生きづらさは甘えと言う人もいますが、本当にそうなのでしょうか。


・生きづらさとは具体的にどんなこと?

「生きづらさ」といっても、人や時期によってその実態は様々です。よくある生きづらさには、このようなものが挙げられます。


☑ 人に気を使ったり顔色をうかがったりして疲れてしまう

☑ 何をしてもうまくいかない

☑ 不安・孤独感・寂しさなどを強く感じる

☑ 自分に自信が持てない、自分が嫌い

☑ 日常的な頭痛・腹痛・倦怠感・不眠・食欲不振などの体調不良


こういった感覚が長期的に続く状態を、生きづらさと呼ぶことができます。生きづらさは個人の中に自動的に湧いてくるものなので、同じ環境にいても生きづらさを感じない人も当然います。しかし、他の人がどうであれ、本人の中に上記のようなものをはじめとするしんどさがあるならば、その人は生きづらさを抱えていると言えるでしょう。


・生きづらさは自分の意思ではコントロールできないもの

生きづらさと関連して抑うつや回避、様々な体調不良等の症状が出ることがありますが、その状態が、逃げているように見られたり、もっと頑張ればできるのにやらないで甘えていると捉えられたりするのは珍しいことではありません。
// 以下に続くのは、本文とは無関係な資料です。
PR #264, opened 2026-09-03
A search keeps its query in the URL

vo1dLee3:
## The symptom

The search page keeps its query in component state. The URL is always bare `/kb/{kbId}/search`, no matter what you searched for.

## What a user runs into if this stays unfixed

- **Every refresh wipes the page.** Search "合同金额", results come back, press F5 — empty page, type it again. The results are derivable from the query, but the query lives nowhere the refresh can reach.
- **The back button breaks the citation loop.** Search → click a result → the doc page lands on the exact chunk (`?chunk=`, built in #144). Press Back, and the search page is blank: the loop that page exists for ends in a restart. The router restores the path fine — the query was never on it.
- **Results can't be shared or bookmarked.** Copy the URL, send it to a colleague: they get an empty search page and a description of what to type.
- **Inconsistent with everything else.** Graph (`entity/focus/at`), docs (`chunk`), library (`src`), review (`queue/item`), settings (`tab`), chat (the conversation is the route) all put "what you are looking at" in the URL. Search is the only surface where it is missing, so "the address bar can be trusted" fails exactly where the query is the purest example of it.

## What changes

The submitted query moves to the URL as its single source of truth, following the existing `validateSearch` pattern (settings tab, review queue):

- `searchRoute` declares `{ q?: string }`
- `query` is read from `useSearch`; submitting navigates with `search: { q }` — typing stays local and never touches the address bar; only submission writes it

しかし、生きづらさを感じている人は「甘え」と言われがちなこともよく知っていますし、そのような声を内在化して、自分でも甘えているのではないかと考えて自責の念を抱く人も少なくありません。それは当事者にとっては余計にしんどいことですが、少しでも甘えだと思われないように頑張って、それがまた自分を疲れさせてしまうこともあります。できることなら適度にやった方が周囲からも「甘え」だなんて言われなくて済みますし、その方が自分も楽なはずです。


しかし、生きづらさは、本人の意思や気の持ちようだけでどうにかできるものではありません。「甘え」だと言われないように頑張りたいのに、自分ではどうにもコントロールできないからこそ余計に苦しく、さらなる生きづらさにもつながってしまいます。このようなしんどい状況に身を置いているだけでも精一杯もがいていると言えますし、それを「甘え」と捉えるのは現実には適わないと言えます。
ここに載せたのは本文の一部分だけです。